Input data –
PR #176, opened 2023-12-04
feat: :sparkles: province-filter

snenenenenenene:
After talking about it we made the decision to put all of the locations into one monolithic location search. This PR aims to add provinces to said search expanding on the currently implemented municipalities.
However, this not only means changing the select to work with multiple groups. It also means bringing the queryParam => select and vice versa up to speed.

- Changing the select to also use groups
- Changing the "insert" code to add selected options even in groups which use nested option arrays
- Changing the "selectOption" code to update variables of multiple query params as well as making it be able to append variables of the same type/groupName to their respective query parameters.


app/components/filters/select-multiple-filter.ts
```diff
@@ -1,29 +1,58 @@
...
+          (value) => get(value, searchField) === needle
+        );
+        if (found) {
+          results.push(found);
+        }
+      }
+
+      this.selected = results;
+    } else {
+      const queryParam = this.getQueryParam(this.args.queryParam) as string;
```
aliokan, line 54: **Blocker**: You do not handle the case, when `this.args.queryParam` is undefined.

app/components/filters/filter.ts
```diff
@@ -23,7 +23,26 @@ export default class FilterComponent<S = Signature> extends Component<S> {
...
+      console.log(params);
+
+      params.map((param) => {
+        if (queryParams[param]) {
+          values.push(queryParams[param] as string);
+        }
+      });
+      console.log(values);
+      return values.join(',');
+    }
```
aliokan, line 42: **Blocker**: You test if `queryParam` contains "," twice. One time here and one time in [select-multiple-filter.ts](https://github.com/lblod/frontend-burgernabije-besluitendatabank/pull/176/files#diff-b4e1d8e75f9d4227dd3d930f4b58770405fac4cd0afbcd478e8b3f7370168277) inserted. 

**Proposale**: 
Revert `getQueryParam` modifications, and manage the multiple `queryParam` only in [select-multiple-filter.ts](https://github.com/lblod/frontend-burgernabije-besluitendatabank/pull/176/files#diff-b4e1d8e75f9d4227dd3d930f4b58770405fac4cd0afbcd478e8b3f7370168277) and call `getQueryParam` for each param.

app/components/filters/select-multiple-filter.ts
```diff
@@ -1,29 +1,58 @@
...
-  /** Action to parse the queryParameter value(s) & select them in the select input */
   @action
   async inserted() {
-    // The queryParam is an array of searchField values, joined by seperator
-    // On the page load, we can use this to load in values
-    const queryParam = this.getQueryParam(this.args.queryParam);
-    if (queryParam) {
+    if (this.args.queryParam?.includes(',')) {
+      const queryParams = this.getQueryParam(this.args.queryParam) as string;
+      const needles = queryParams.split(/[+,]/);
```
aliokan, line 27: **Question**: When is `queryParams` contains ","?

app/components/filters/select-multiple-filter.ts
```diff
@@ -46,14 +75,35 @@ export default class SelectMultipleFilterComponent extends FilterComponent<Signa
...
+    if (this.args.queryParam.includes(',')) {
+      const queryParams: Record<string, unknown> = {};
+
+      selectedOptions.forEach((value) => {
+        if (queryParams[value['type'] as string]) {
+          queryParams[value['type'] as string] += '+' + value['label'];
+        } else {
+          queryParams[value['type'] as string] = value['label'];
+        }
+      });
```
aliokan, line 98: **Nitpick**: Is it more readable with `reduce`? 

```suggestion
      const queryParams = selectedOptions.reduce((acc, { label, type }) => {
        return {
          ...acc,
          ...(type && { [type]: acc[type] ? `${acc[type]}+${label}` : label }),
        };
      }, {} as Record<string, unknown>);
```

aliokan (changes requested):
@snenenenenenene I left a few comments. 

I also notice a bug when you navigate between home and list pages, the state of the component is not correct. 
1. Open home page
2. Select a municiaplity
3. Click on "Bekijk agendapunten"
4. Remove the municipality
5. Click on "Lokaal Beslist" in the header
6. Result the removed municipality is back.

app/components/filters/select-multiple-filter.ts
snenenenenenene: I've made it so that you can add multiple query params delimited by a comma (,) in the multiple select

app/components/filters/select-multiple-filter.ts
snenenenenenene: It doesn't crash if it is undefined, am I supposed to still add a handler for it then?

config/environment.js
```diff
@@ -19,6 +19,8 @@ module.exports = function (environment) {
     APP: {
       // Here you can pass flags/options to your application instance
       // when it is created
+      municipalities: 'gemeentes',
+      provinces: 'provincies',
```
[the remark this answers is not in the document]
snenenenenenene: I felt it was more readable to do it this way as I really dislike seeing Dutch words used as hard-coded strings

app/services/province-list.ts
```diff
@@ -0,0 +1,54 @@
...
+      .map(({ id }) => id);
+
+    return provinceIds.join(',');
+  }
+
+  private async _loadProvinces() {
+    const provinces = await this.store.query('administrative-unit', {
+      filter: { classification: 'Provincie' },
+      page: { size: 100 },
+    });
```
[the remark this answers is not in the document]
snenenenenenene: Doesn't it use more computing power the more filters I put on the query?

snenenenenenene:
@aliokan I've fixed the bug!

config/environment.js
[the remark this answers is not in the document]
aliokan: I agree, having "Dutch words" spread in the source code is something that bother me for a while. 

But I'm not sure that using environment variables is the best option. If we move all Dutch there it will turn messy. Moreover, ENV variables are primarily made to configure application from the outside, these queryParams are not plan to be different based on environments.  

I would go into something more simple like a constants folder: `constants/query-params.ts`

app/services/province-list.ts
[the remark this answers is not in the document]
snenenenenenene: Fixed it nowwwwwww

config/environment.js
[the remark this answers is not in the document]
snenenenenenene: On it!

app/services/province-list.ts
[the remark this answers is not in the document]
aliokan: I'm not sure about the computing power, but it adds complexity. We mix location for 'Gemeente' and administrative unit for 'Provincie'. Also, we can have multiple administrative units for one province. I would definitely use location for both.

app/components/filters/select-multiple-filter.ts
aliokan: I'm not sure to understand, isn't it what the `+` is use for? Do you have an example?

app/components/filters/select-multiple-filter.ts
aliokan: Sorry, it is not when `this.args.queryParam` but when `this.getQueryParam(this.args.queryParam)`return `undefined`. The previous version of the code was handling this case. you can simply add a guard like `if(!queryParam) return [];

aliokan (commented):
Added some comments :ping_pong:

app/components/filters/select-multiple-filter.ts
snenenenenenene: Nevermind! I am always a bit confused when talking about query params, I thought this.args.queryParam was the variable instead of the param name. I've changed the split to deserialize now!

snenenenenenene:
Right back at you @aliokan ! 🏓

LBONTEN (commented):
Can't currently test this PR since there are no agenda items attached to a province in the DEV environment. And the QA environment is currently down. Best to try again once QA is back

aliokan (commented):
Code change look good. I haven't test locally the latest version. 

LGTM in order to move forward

--

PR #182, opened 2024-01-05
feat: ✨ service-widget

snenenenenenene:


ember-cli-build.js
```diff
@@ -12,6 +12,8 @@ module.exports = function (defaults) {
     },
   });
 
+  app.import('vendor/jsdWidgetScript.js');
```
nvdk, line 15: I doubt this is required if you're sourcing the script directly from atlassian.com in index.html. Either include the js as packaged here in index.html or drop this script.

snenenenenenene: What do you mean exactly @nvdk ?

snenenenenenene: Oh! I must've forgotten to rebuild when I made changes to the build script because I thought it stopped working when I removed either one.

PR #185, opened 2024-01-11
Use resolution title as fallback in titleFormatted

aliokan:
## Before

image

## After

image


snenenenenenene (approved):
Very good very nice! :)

Task description –
Every line in the listing that holds the string "home" should be copied out.

Response to this task –
I also notice a bug when you navigate between home and list pages, the state of the component is not correct. 
1. Open home page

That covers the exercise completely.